Brian John Barker (born 1945), is a British jurist.
From February 2013 to January 2015 he served as the Recorder of London, the most senior judge at the Old Bailey. Prior to that he was the Common Serjeant of London, the second most senior judge at the Old Bailey.

Barker graduated from Birmingham University with an LLB degree in law in 1966. He was called to the Bar by Gray's Inn in 1969, and was a leading criminal barrister, acting as a prosecutor and a defender. He served as chairman of the Criminal Bar Association. He was appointed Queen's Counsel in 1990, and was appointed a circuit judge at the Old Bailey in 2000.

He succeeded Peter Beaumont as Recorder of London in February 2013, to become the most senior judge at the Old Bailey. Barker had previously served as the 79th Common Serjeant of London since 2005, the second most senior judge at the Old Bailey, again succeeding Judge Peter Beaumont QC. The Recorder of London and the Common Serjeant are both ancient offices, first recorded in the 13th century. At the Old Bailey Barker presided over trials including those of Umran Javed, the murderers of Jody Dobrowski, the murder trial of rapper 'Crazy Titch', aka Carl Dobson, and the murder of Ben Kinsella.

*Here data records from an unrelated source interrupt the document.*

PR #5486, opened 2024-10-07
Night Vision Light Sensetivity

Rinary1:
adds light sensetivity for night vision systems.

This not night vision, It's not about seeing people, it's about seeing everything, you can't draw everything on top.


Robust.Client/Graphics/Clyde/Clyde.LightRendering.cs
```diff
@@ -434,6 +434,12 @@ private void DrawLightsAndFov(Viewport viewport, Box2Rotated worldBounds, Box2 w
             var lastSoftness = float.NaN;
             Texture? lastMask = null;
 
+            if (_lightManager.NightVision)
+            {
+                GLClearColor(_lightManager.NightVisionColor);
+                GL.Clear(ClearBufferMask.ColorBufferBit);
+            }
+
```
metalgearsloth: GL.Clear is already being called above.

Robust.Client/Graphics/Clyde/Clyde.LightRendering.cs
```diff
@@ -475,7 +481,18 @@ private void DrawLightsAndFov(Viewport viewport, Box2Rotated worldBounds, Box2 w
...
+                            lastColor = new Color(component.Color.R * _lightManager.LightSensitivity,
+                                component.Color.G * _lightManager.LightSensitivity,
+                                component.Color.B * _lightManager.LightSensitivity,
+                                component.Color.A);
+                        }
+                        else
+                        {
+                            lastColor = component.Color;
+                        }
+
```
metalgearsloth: Rather than baking this in this is better done on the content side or alternatively via event.

metalgearsloth (changes requested):

metalgearsloth (changes requested):
Also another option is just drawing a texture to the LightRenderTarget in an overlay depending how you want to do it.

Robust.Client/Graphics/Clyde/Clyde.LightRendering.cs
Rinary1: > Rather than baking this in this is better done on the content side or alternatively via event.

wdym?

darkrell: > Rather than baking this in this is better done on the content side or alternatively via event.

Could you explain how you see this? Sending an event here would be incredibly inefficient.

darkrell:
> Also another option is just drawing a texture to the LightRenderTarget in an overlay depending how you want to do it.

Also, that solves a slightly different issue. we would still prefer to have local options for devs to adjust species sensitivity to light

Robust.Client/Graphics/Clyde/Clyde.LightRendering.cs
metalgearsloth: As opposed to calling GL.ClearColor twice in a row...?

The lighting cap is incredibly small anyway. Again, there's no reason you can't just update the lighting render target from content with this.

metalgearsloth:
> Also, that solves a slightly different issue. we would still prefer to have local options for devs to adjust species sensitivity to light

I still don't see why this can't just update the lighting render target from content.

metalgearsloth:
At this stage the only useful part of this I see is adding more customisation around what clearcolor is used but none of the other changes are necessary on the engine.

StarlightHost:
@metalgearsloth 

Rewritten to use the event; is it better now?

PR #5488, opened 2024-10-08
Add Erase button for TileSpawnWindow

MilenVolf:
Small QoL for mappers. Basically, it just selects space tile on "Erase" button toggled.

Besides, I added locale for "Place Tiles" menu

## Media

https://github.com/user-attachments/assets/fa47d8b8-2450-4b7b-b713-f32669e8746c

### DIFF
--- a/Robust.Client/UserInterface/Controllers/Implementations/TileSpawningUIController.cs
+++ b/Robust.Client/UserInterface/Controllers/Implementations/TileSpawningUIController.cs
@@ -27,12 +27,40 @@ public sealed class TileSpawningUIController : UIController
 
     private readonly List<ITileDefinition> _shownTiles = new();
     private bool _clearingTileSelections;
+    private bool _eraseTile;
 
     public override void Initialize()
     {
         DebugTools.Assert(_init == false);
         _init = true;
         _placement.PlacementChanged += ClearTileSelection;
+    }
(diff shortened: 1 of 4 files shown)


Robust.Client/UserInterface/Controllers/Implementations/TileSpawningUIController.cs
```diff
@@ -35,6 +36,33 @@ public override void Initialize()
...
+
+            var newObjInfo = new PlacementInformation
+            {
+                PlacementOption = "AlignTileAny",
+                TileType = 0,
+                Range = 400,
+                IsTile = true
+            };
+
+            _placement.BeginPlacing(newObjInfo);
```
PJB3005: Don't copy paste this from the other code.

PJB3005 (changes requested):

Robust.Client/UserInterface/Controllers/Implementations/TileSpawningUIController.cs
MilenVolf: Fixed in [8a8ef23](https://github.com/space-wizards/RobustToolbox/pull/5488/commits/8a8ef234ee3edeb892e91363ea4bf16a31369101)

PR #5489, opened 2024-10-13
Separate window creation in `OSWindow.Show()` to allow creation in the background

wixoaGit:
OSWindow wouldn't create the window and its UI root until `Show()` was called. This caused issues for controls we needed to initialize & run before ever being visible. Now they are both created immediately, with `Show()` being used to make them visible.

This also required being able to set a window's size after creation, so I added the ability to do that. This is something OpenDream was going to need at some point anyway.

### DIFF
--- a/Robust.Client/Graphics/Clyde/Clyde.Events.cs
+++ b/Robust.Client/Graphics/Clyde/Clyde.Events.cs
@@ -109,6 +109,9 @@ namespace Robust.Client.Graphics.Clyde
 
         private void SendWindowResized(WindowReg reg, Vector2i oldSize)
         {
+            if (!reg.IsVisible) // Only send this for open windows
+                return;
+
             var loaded = RtToLoaded(reg.RenderTarget);
             loaded.Size = reg.FramebufferSize;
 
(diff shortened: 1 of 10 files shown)


Iamgoofball (approved):
░░░░░░░░░░░░▄▄                     
░░░░░░░░░░░█░░█                  
░░░░░░░░░░░█░░█                  
░░░░░░░░░░█░░░█                  
░░░░░░░░░█░░░░█                  
███████▄▄█░░░░░██████▄ 
▓▓▓▓▓▓█░░░░░░░░░░░░░░█ 
▓▓▓▓▓▓█░░░░ PJB, ░░░░░░░█ 
 ▓▓▓▓▓▓█░░░░Add This░░░░█  
▓▓▓▓▓▓█░░░░Please!░░░░░█ 
▓▓▓▓▓▓█░░░░░░░░░░░░░░█ 
▓▓▓▓▓▓█████░░░░░░░░░█   
██████▀░░░░▀▀██████▀

PJB3005 (commented):
Definitely not a fan of the breaking changes introduced here. Would it be possible to add a new function instead that creates the window without showing?

wixoaGit:
> Definitely not a fan of the breaking changes introduced here. Would it be possible to add a new function instead that creates the window without showing?

Yea, splitting `Show()` into a `Create()` and `Show()` probably would have been better. I'll redo it like that.

wixoaGit:
The tests are passing on my machine

PR #5491, opened 2024-10-13
fix: EntityPrototypeView now only creates entities when the UI is open

Fildrance:
Fix for EntityPrototypeView creating entities on setting ProtoId. This was the problem that caused https://github.com/space-wizards/space-station-14/pull/32339 to fail tests - "crafting recepie ui" is connected to controller that is updating on server init with fresh list of recepies. And this update initializes UI even without opening it - which leads to creation of entities without actually deleting them (not in master, but in this menu translation PR).
Fixed following [this discussion](https://discord.com/channels/310555209753690112/770682801607278632/1294953837559545858).


Fildrance:
Tested new version of code with lathe. But I don't know where to test call to SetPrototype when window is already opened - thats some kind of update on-the-run...

Fildrance:
@metalgearsloth can u pls look at that?

PR #5495, opened 2024-10-16
Fix map netId completions

IProduceWidgets:
Map netId's completion helpers didn't work because empty strings fail NetEntity.TryParse. I special cased it.
Also made the helper pull all maps because it would be unhelpful if it didn't.

### DIFF
--- a/Robust.Shared/Console/CompletionHelper.cs
+++ b/Robust.Shared/Console/CompletionHelper.cs
@@ -188,7 +188,7 @@ public static class CompletionHelper
     {
         IoCManager.Resolve(ref entManager);
 
-        return Components<MapComponent>(string.Empty, entManager, limit: int.MaxValue); // faster just to pass the max value than bother unlimiting it.
+        return Components<MapComponent>(string.Empty, entManager, limit: 128);
     }
 
     /// <summary>
--- a/Robust.Shared/Console/CompletionHelper.cs
+++ b/Robust.Shared/Console/CompletionHelper.cs
@@ -1,4 +1,4 @@
-﻿using System.Collections.Generic;
+using System.Collections.Generic;
 using System.IO;
 using System.Linq;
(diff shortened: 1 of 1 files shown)


Robust.Shared/Console/CompletionHelper.cs
```diff
@@ -186,15 +186,17 @@ public static IEnumerable<CompletionOption> MapIds(IEntityManager? entManager =
 
     public static IEnumerable<CompletionOption> MapUids(IEntityManager? entManager = null)
     {
-        return Components<MapComponent>(string.Empty, entManager);
+        IoCManager.Resolve(ref entManager);
+
+        return Components<MapComponent>(string.Empty, entManager, limit: int.MaxValue); // faster just to pass the max value than bother unlimiting it.
     }
```
metalgearsloth: At least it make it like 100 or something if you want higher than 20.

IProduceWidgets: But if you have more than 100 maps it just wont work as expected.

ElectroJr: The limit only applies to matching uids, so as you start typing the uid it would still eventually show the completions for the map you want, even if there are far more than 20 maps. It only really matters if you really want to get given the completion tooltip with 100+ maps that you want to manually read through to find the right uid.

Though TBH I'm not even sure if having the limit implemented like that is really of any use. Even with it there, the helper should still only ever be used when you know there's only going to be a handful of components. Calling with with something like `TransformComponent` could still result in it iterating over almost all entities . E.g., in my toolshed PR I just arbitrarily limited it to `EntityManager.Count<TComp>() <= 128`

metalgearsloth:
```suggestion
        return Components<MapComponent>(string.Empty, entManager, limit: 128);
    }
```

In May 2016, the Secretary of State for Northern Ireland Rt Hon. Theresa Villiers MP announced the appointment of Barker to the dual role of chairman of the Northern Ireland Committee on Protection and Independent Reviewer of National Security Arrangements in Northern Ireland.

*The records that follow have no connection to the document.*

PR #5496, opened 2024-10-16
add stylebox to multiline input

LetterN:
title. only tested with OpenDream, code is from `LineEdit`

### DIFF
--- a/Robust.Client/UserInterface/Controls/TextEdit.cs
+++ b/Robust.Client/UserInterface/Controls/TextEdit.cs
@@ -40,6 +40,9 @@ public sealed class TextEdit : Control
     [Dependency] private readonly IClipboardManager _clipboard = null!;
     [Dependency] private readonly IClyde _clyde = null!;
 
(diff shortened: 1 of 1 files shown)


Robust.Client/UserInterface/Controls/TextEdit.cs
```diff
@@ -784,15 +787,16 @@ private void AbortIme(bool delete = true)
...
 
         var renderBoxSize = _renderBox.Size;
-
         _scrollBar.Page = renderBoxSize.Y * UIScale;
 
         UpdateLineBreaks((int)(renderBoxSize.X * UIScale));
 
-        return size;
+        return finalSize;
     }
```
PJB3005, line 800: You're no longer arranging the vertical scroll bar here.

PJB3005 (changes requested):
Can't this just be done by wrapping the TextEdit in a PanelContainer?

LetterN:
got lazy will probably try that next time

PR #5498, opened 2024-10-17
Minor tileref optimisation

metalgearsloth:
Avoids creating it on every enumeration.


PJB3005 (commented):
It's not obvious to me this is faster, this is a struct type so it's not like there's an allocation happening here, and I actually expect the JIT to be able to inline this properly anyways.

PR #5499, opened 2024-10-18
Fix some window UIScale bugs

wixoaGit:
Windows were being created with a UIScale based on the window api's scaling hints. If this contradicted the `display.uiScale` cvar, it would be replaced by that the next time the window was resized. I changed it to respect the cvar from the beginning.

OSWindow also kept its `SetSize` up-to-date using its physical pixel size. If its UIScale was anything other than 1, this led to broken positioning and sizing of controls. Now it keeps UIScale in mind when updating its `SetSize`, and also multiplies its initial size by UIScale.

I also fixed a bug with `WindowReg.IsVisible` that caused it to be incorrect on window creation.

### DIFF
--- a/Robust.Client/UserInterface/UserInterfaceManager.Roots.cs
+++ b/Robust.Client/UserInterface/UserInterfaceManager.Roots.cs
@@ -25,14 +25,14 @@ internal sealed partial class UserInterfaceManager
             throw new ArgumentException("Window already has a UI root.");
         }
 
-        var cvarScale = _configurationManager.GetCVar(CVars.DisplayUIScale);
         var newRoot = new WindowRoot(window)
         {
             MouseFilter = Control.MouseFilterMode.Ignore,
             HorizontalAlignment = Control.HAlignment.Stretch,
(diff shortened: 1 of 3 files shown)


Robust.Client/UserInterface/UserInterfaceManager.Roots.cs
```diff
@@ -24,12 +25,13 @@ public WindowRoot CreateWindowRoot(IClydeWindow window)
...
         }
 
+        var cvarScale = _configurationManager.GetCVar(CVars.DisplayUIScale);
         var newRoot = new WindowRoot(window)
         {
             MouseFilter = Control.MouseFilterMode.Ignore,
             HorizontalAlignment = Control.HAlignment.Stretch,
             VerticalAlignment = Control.VAlignment.Stretch,
-            UIScaleSet = window.ContentScale.X
+            UIScaleSet = cvarScale == 0f ? window.ContentScale.X : cvarScale
```
PJB3005: This should probably be calculated with `CalculateAutoScale()` instead?

PJB3005 (changes requested):

PR #5790, opened 2025-03-30
Add TryDirtyField

metalgearsloth:
Avoids doing the equatable checks every time and engine handles it.

I also want to look at a field version that would hopefully mean the caller doesn't need to pass in the string name.


metalgearsloth:
Will writeup an issue but had ideas on how to do it without field shenanigans and avoiding needing both the field + string fieldname.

In December 2016, the British Horseracing Authority (BHA) announced that, following an open competition, it had appointed Barker as its first judicial panel chairman.

In May 2017, Barker appeared as the judge in The Trial: A Murder in the Family on Channel 4.

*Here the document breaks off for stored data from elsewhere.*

PR #5793, opened 2025-03-31
Added  a copy visuals function to the point light system

Scyarah:
# Background
While working on my pull request for a `ChameleonHardsuit`in the Wizden repository I ran into the problem, that I had to copy details from one `PointLightComponent` to another. Since only the PointLightSystem had full access to those properties, I had to add it in there. I hope that is not a problem.

# Technical details
- Added a CopyVisuals to the SharedPointLightSystem. This right now copies the relevant properties
- Added a CopyVisuals to the PointLightSystem which calls SetMask which was required to have the visual cone show up.

# PR in Wizden Repo
[Chameleon Hardsuit PR](https://github.com/space-wizards/space-station-14/pull/35798)

### DIFF
--- a/Robust.Shared/GameObjects/Systems/SharedPointLightSystem.cs
+++ b/Robust.Shared/GameObjects/Systems/SharedPointLightSystem.cs
@@ -92,26 +92,26 @@ public abstract class SharedPointLightSystem : EntitySystem
     /// <summary>
     ///     Copy visuals from one pointlight to another.
     /// </summary>
-    public void CopyVisuals(EntityUid uid, SharedPointLightComponent otherPointLight, SharedPointLightComponent? pointlight = null, bool forceDisabled = false)
+    public void CopyVisuals(Entity<SharedPointLightComponent?> pointLightEntity, SharedPointLightComponent? otherPointLight = null, bool forceDisabled = false)
     {
-        if (!Resolve(uid, ref pointlight))
+        if (pointLightEntity.Comp is not SharedPointLightComponent pointLight || otherPointLight == null)
             return;
 
-        pointlight.Color = otherPointLight.Color;
-        pointlight.Energy = otherPointLight.Energy;
-        pointlight.Offset = otherPointLight.Offset;
-        pointlight.Radius = otherPointLight.Radius;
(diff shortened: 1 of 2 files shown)


Robust.Shared/GameObjects/Systems/SharedPointLightSystem.cs
```diff
@@ -87,4 +87,31 @@ public void SetSoftness(EntityUid uid, float value, SharedPointLightComponent? c
         comp.Softness = value;
         Dirty(uid, comp);
     }
+
+
+    /// <summary>
+    ///     Copy visuals from one pointlight to another.
+    /// </summary>
+    public void CopyVisuals(EntityUid uid, SharedPointLightComponent otherPointLight, SharedPointLightComponent? pointlight = null, bool forceDisabled = false)
```
Tayrtahn: Use the modern `Entity<T>` way of passing in a paired uid and component.
```suggestion
    public void CopyVisuals(Entity<SharedPointLightComponent?> pointlight, SharedPointLightComponent otherPointLight, bool forceDisabled = false)
```

Scyarah: Changed it, thanks for the hint! This is my first PR in both RobustToolbox and SpaceStation overall so I am glad for every suggestion.

metalgearsloth:
Isn't this just serializationmanager.copyto?

Scyarah:
> Isn't this just serializationmanager.copyto?

I guess kind of? This is my first PR for both RobustToolbox and Spacestation and I mostly just tried to keep it similiar to the other code in the ChameleonSystem after some other experiments. I do however not want to copy everything, for example I want enabled to stay as it is.

metalgearsloth:
ChameleonSystem is doing the wrong things.

Ideal world you just call ISerializationManager.CopyTo and then you get what is needed. Worst case you add a typeserializer to handle mask setting but otherwise yeah, this shouldn't be necessary for raw datafield copying.

Scyarah:
I am completely redoing my initial PR now, so I don't think this one will be needed anymore!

Barker is married to Dame Anne Rafferty one of the United Kingdom's few female Appeal Court judges, with whom he has three daughters. Another daughter, who had Down syndrome, died aged two.

Barker is a Governor of Sir John Cass's Foundation, one of London's oldest and largest education charities, which was founded in 1748. Barker is a Freeman of the City of London, a Past Master of the Worshipful Company of Coopers an Honorary Liveryman of the Curriers' Company and an Honorary Tithingman of the Guildable Manor of Southwark.

Barker was appointed Commander of the Order of the British Empire (CBE) in the 2015 New Year Honours for services to the administration of justice and to charity.